Install the dependencies 

In [None]:
# Datasets is a library provided by HuggingFace where datasets are present
# Link: https://huggingface.co/docs/datasets/index
!pip install datasets

In [None]:
# Transformers is a library used to download models from HuggingFace
# Link: https://huggingface.co/docs/transformers/index
!pip install transformers

A textwrapper to format long texts nicely

In [None]:
import textwrap
wrapper = textwrap.TextWrapper(width=80, break_long_words=False, break_on_hyphens=False)

## Classification

We start by setting up an example text that we would like to analyze with a transformer model. This looks like your standard customer feedback from a transformer:

In [None]:
text = """Dear Amazon, last week I ordered an Optimus Prime action figure
from your online store in Germany.

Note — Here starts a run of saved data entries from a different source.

PR #641, opened 2023-07-19
feat: Call on input cleared when all characters are removed

### LINKED ISSUE #637: The searchTerm in the searchPredicate function is never an empty string
**Describe the bug**
When a user types in the input field, the searchPredicate function is triggered with whatever the user is writing. However, when the user empties his input field, the searchPredicate function is never triggered with an empty string.

**To Reproduce**
```
function searchPredicate(node, searchTerm) {
  console.log(searchTerm) // this is never an empty string ""
  return false
}

return <DropdownTreeSelect data={data} searchPredicate={searchPredicate} />
```

**Expected behavior**
When the input field is emptied, the searchPredicate function is triggered with an empty string.

lennertVanSever:
## What does it do?

Calls a new prop function 'onInputCleared" when all the characters are removed from the input box. Allows users to perform an action when the search box is cleared in an easy way.

## Fixes # (issue)

Closes #637 

## Type of change

New feature (non-breaking change which adds functionality)

# Checklist:

- [ ] I have commented my code, particularly in hard-to-understand areas => not applicable


lennertVanSever:
@mrchief can this pull request be brought back to life?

Unfortunately, when I opened the package, 
I discovered to my horror that I had been sent an action figure of Megatron 
instead! As a lifelong enemy of the Decepticons, I hope you can understand my 
dilemma. To resolve the issue, I demand an exchange of Megatron for the 
Optimus Prime figure I ordered. Enclosed are copies of my records concerning 
this purchase. I expect to hear from you soon. Sincerely, Bumblebee."""

print(wrapper.fill(text))

Dear Amazon, last week I ordered an Optimus Prime action figure from your online
store in Germany. Unfortunately, when I opened the package, I discovered to my
horror that I had been sent an action figure of Megatron instead! As a lifelong
enemy of the Decepticons, I hope you can understand my dilemma. To resolve the
issue, I demand an exchange of Megatron for the Optimus Prime figure I ordered.
Enclosed are copies of my records concerning this purchase. I expect to hear
from you soon. Sincerely, Bumblebee.


One of the most common tasks in NLP and especially when dealing with customer texts is _sentiment analysis_. We would like to know if a customer is satisfied with a service or product and potentially aggregate the feedback across all customers for reporting.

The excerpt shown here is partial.